指標の設定にあたり、効率性や有効性の観点から、まずは自らの組織が持っているデータの中に使えるものがないか、というところから始めることが多いです。次に、二次データについては、分野によって非常に有用なものもあるのでご紹介します。環境系であれば、米国の非営利組織Sustainability Accounting Standards Board(SASB)が作る情報開示ルール(脚注3)や、オランダに本部を置く非営利団体Global Reporting Initiative(GRI)がサステナビリティ・レポーティング・ガイドライン(脚注4)などにおいて、産業セクターごとに適当とされる指標が一定のスタンダードとして提示されています。
中央省庁が整備を進めているオープンデータも活用が可能です。現在、各省が持っているデータのウェブ上保管先が一元化されつつあり、データ自体もエクセルでダウンロードして一覧できるようになってきています。
他にも、組織の活動分野に関連する学術論文のレファレンスとして出している文献なども当たってみると、参考になる可能性があります。論文や文献の中で、組織の活動分野において今まで使われているデータの種類や、比較的良く用いられる指標の存在などを洗い出すことができます。このように、意外とデスクトップ上でできることもあります。また、同じ分野の他の研究や調査内容に触れることで、自らの組織が用いようとする指標やデータが独りよがりになるリスクも低減できます。
脚注3. SASB情報開示ルール https://www.sasb.org/standards-overview/download-current-standards/
脚注4. GRIサステナビリティ・レポーティング・ガイドライン https://www.globalreporting.org/how-to-use-the-gri-standards/resource-center/
グループワーク②:データ収集と計画
この日2回目のワークとして、実際にデータ収集計画策定に取り組みました。とはいえ、計画を立てていくのはとても時間がかかるので宿題とし、このワークでは宿題を進めるための土台作りを行いました。
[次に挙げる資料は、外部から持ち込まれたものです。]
PR #2873, opened 2024-09-30
[SoftDeleteable] Make deleted value configurable for SoftDeleteableFilter.php

bartholdbos:


bartholdbos:
@phansys We have added some tests like the existing ones, does this meet the requirements?

mbabker:
You mind describing the use case here?  Also, just on a glance over this PR it seems like a lot more changes than this would be needed considering the extension is designed around using nullable date columns for the deleted value, so widening it to support non-date values in place of null feels like it would need more changes.

You've also only updated the ORM's filter class, the ODM's should be updated as well to keep both implementations working the same way.

As for the tests, new test fixtures should be added which cover the new configuration option and not just adding it to the existing tests.

RubenKluft:
@mbabker Do you consider new test satisfactory?
Otherwise I'd like some guidance on what exactly you'd like to see tested and how.

jaaplallie:
@phansys @mbabker Hello, we assume you guys have a backlog with items to work through, but could you give an indication on how / when we can proceed? Thank you in advance :)

bartholdbos:
@phansys Could you maybe take a look at this? Thanks in advance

土台部分として押さえておくべき理解として、メンターからいくつかアドバイスがありましたのでご紹介します。
・社会的インパクト・マネジメントにおいては、社会的価値のデータが必要となりますが、今の状況を測ることも求められます。現在地を把握することが目的です。それにより、目標地を精査し、活動後の達成度を把握することが可能となります。
・アウトカムの表現については、まずは作成した人たちの間で同じ理解を持っているかを確実にすることが重要です。
・一つのアウトカムに対して指標が複数あることもあります。
指標を考えながらあらためてロジックモデルを見渡し、精査していくことができます。
・アウトカムに含まれる具体的な内容を一度洗い出し、それぞれのアウトカムの間をつなぐストーリーを明らかにすることで、ロジックが明確になります。
おわりに:次回にむけて
2回の実践研修において、社会的インパクト・マネジメントとロジックモデルの概要を理解し、実践するためのワークも行ってきました。次回12月4日(金)開催の実践研修第3回では、社会的インパクト・マネジメントとロジックモデルが金融との接続の面でどのように活用されうるのか、という新たな内容に入っていきます。実践研修第3回のレポートもお楽しみに!